## What is required
Output the listing exactly, leaving out no line.

** Opening Dataset records block **

PR #1341, opened 2022-09-23
Solution

Apollonia5:


Oleksandra-Shevchenko (approved):
LGTM 👍

src/makeRobotAccountant.js
```diff
@@ -6,7 +6,21 @@
  */
 
 function makeRobotAccountant() {
-  // write code here
+  let counter = 0;
+
+  return (firstTerm) => {
+    return (secondTerm) => {
```
naziamoff: better to keep it simple in that case, I did not get what you mean by term 
```suggestion
  return (firstNumber) => {
    return (secondNumber) => {
```

naziamoff (changes requested):
fix naming and create separate variable for the break condition
You can return in ternary in that case

naziamoff:
> fix naming and create separate variable for the break condition You can return in ternary in that case

fix all the comments before asking for re-review pls 🙏

Anna-Tkachenko (approved):
Good job!

PR #224, opened 2020-03-27
add /values/latest and /values/timerange endpoints

### LINKED ISSUE #168: Query for available data
We need some way of determining the date range for which data exists at a given forecast or observation. We can either implement this as a separate endpoint or include this in metadata. Could be a simple min/max query on timestamps in the values tables. 

Currently a data request returns all available data, with optional start/end parameters. Perhaps a /latest endpoint could be useful as well.

alorenzo175:
to observations, forecasts, and cdf singles. CDF groups and aggregate observations are not supported. Not sure if we should add these to `_links`

closes #168


lboeman:
>  Not sure if we should add these to `_links`

I don't think it's totally necessary since it will be in the documentation, but having the time range in links might save someone a bunch of time at some point.

PR #225, opened 2020-03-31
Update report object pair schema

lboeman:
Adds reference_forecast and uncertainty to the report object pair schema to support forecast skill and deadband uncertainty.


lboeman:
> cool, I also don't think this will harm anything in core/ loading data into the datamodel.ForecastObservation

Ahh yeah, I see now that raise on extra is not used around these. great!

** Closing Dataset records block **

## Task output
PR #1341, opened 2022-09-23
Solution

Apollonia5:


Oleksandra-Shevchenko (approved):
LGTM 👍

src/makeRobotAccountant.js
```diff
@@ -6,7 +6,21 @@
  */
 
 function makeRobotAccountant() {
-  // write code here
+  let counter = 0;
+
+  return (firstTerm) => {
+    return (secondTerm) => {
```
naziamoff: better to keep it simple in that case, I did not get what you mean by term 
```suggestion
  return (firstNumber) => {
    return (secondNumber) => {
```

naziamoff (changes requested):
fix naming and create separate variable for the break condition
You can return in ternary in that case

naziamoff:
> fix naming and create separate variable for the break condition You can return in ternary in that case

fix all the comments before asking for re-review pls 🙏

Anna-Tkachenko (approved):
Good job!

PR #224, opened 2020-03-27
add /values/latest and /values/timerange endpoints

### LINKED ISSUE #168: Query for available data
We need some way of determining the date range for which data exists at a given forecast or observation. We can either implement this as a separate endpoint or include this in metadata. Could be a simple min/max query on timestamps in the values tables. 

Currently a data request returns all available data, with optional start/end parameters. Perhaps a /latest endpoint could be useful as well.

alorenzo175:
to observations, forecasts, and cdf singles. CDF groups and aggregate observations are not supported. Not sure if we should add these to `_links`

closes #168


lboeman:
>  Not sure if we should add these to `_links`

I don't think it's totally necessary since it will be in the documentation, but having the time range in links might save someone a bunch of time at some point.

PR #225, opened 2020-03-31
Update report object pair schema

lboeman:
Adds reference_forecast and uncertainty to the report object pair schema to support forecast skill and deadband uncertainty.


lboeman:
> cool, I also don't think this will harm anything in core/ loading data into the datamodel.ForecastObservation

Ahh yeah, I see now that raise on extra is not used around these. great!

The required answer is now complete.